Développement d’un système de criblage global pour détecter les interactions protéine–protéine par complémentation de luminescence chez la levure de division

Éclairer la vie cachée des protéines

Chaque battement de cœur, pensée et respiration de notre corps dépend des associations de protéines à l’intérieur des cellules. Ces petites collaborations, appelées interactions protéine–protéine, contrôlent tout, de la lecture des gènes à la réponse cellulaire au stress. Pourtant, beaucoup de ces associations sont fugitives ou fragiles, ce qui les rend difficiles à détecter avec les outils actuels. Cette étude décrit un nouveau système de criblage « basé sur la lumière », très sensible, développé dans un organisme modèle simple — la levure de division — pour révéler simultanément des milliers de ces connexions protéiques cachées.

Pourquoi les partenariats protéiques sont si difficiles à voir

Les protéines travaillent rarement seules. Elles se lient à différents partenaires à différents moments, parfois seulement pour un instant, et leur comportement peut être modifié par des modifications chimiques ou par leur localisation dans la cellule.

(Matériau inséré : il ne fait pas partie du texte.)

PR #126, opened 2017-04-22
Expose daemonset status number ready gauge

### LINKED ISSUE #125: Add support for ready metrics for daemonset
Currently, the metrics exported for daemonset doesn't allow to detect that a damonset pod is not ready.
There is not equivalent of kube_replicaset_status_ready_replicas.

Would it be possible to add support for a similar metric for daemonset ?

Thanks in advance.

Yann

nvartolomei:
Closes #125 

This change is [Reviewable](https://reviewable.kubernetes.io/reviews/kubernetes/kube-state-metrics/126)

### DIFF
--- a/daemonset.go
+++ b/daemonset.go
@@ -42,6 +42,11 @@ var (
 		"The number of nodes that should be running the daemon pod.",
 		[]string{"namespace", "daemonset"}, nil,
 	)
+	descDaemonSetNumberReady = prometheus.NewDesc(
+		"kube_daemonset_status_number_ready",
+		"The number of nodes that should be running the daemon pod and have one or more of the daemon pod running and ready.",
+		[]string{"namespace", "daemonset"}, nil,
+	)
 	descDaemonSetMetadataGeneration = prometheus.NewDesc(
 		"kube_daemonset_metadata_generation",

Les méthodes traditionnelles d’étude de ces interactions extraient souvent les protéines de leur environnement naturel ou s’appuient sur des artifices génétiques qui ne détectent pas toutes les associations. En conséquence, les cartographies existantes des interactions cellulaires sont incomplètes. Les auteurs ont cherché à améliorer cette image en créant un système plus flexible et plus sensible capable d’examiner presque toutes les protéines de la levure de division dans des cellules vivantes.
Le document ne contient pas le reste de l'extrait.